November 2025Anthony McCann

AI, Talent and Strategy, Key Themes for Risk Leaders in 2026

Risk ManagementHiring AdvicePeople Strategy
Sector - Risk Management - Business As Usual In A Modern Japanese Office

Planning for the new year in risk management starts with a clear view of how 2025 played out in the US. This year showed tighter links between strategic planning and risk activity. Teams moved from isolated controls to broader frameworks that sit closer to commercial decisions. Cyber threats, supply issues, regulatory pressure and macro shifts pushed companies to work faster and use cleaner data. 

Many firms have realized there are significant weaknesses in their data maturity, and without strong analytics they found it difficult to detect early signals or respond with confidence. This has driven a surge in interest in integrated reporting, real-time monitoring, and tools that reduce manual work. These shifts ultimately are shaping how you, and other firms, are planning for 2026.  

Increases in risk management roles in the US 

The job market for risk functions in the US expanded sharply in 2025. In our recent report, we highlighted rising hiring volumes across model risk, technology risk, digital risk and fraud risk. Firms are now posting specialized roles such as technology risk lead, AI model risk manager and digital risk operations analyst. 

This expansion is broader than banking.
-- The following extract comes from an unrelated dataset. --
Issue #561, opened 2015-02-05
Multicast and LogReceiverTarget


MartinTherriault:
I want to use the LogReceiverTarget with a WCF router service to be able to dynamically multicast the logs message.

Non-financial firms are also building out functions in supply chain risk, third-party risk and cyber resilience, reflecting the growth in regulatory expectations and the need for stronger tech-driven insight across businesses. 

For hiring managers this means competition for talent is already intense, and roles are shifting slightly from compliance or control positions toward insight and strategy.  

AI shaping the next phase of risk 

AI influenced almost every part of the risk function in 2025. Teams used AI for pattern spotting, continuous monitoring and document review. This increased speed and revealed weak points earlier. Much of the year focused on testing models, managing training data and building audit trails that regulators will expect in 2026. 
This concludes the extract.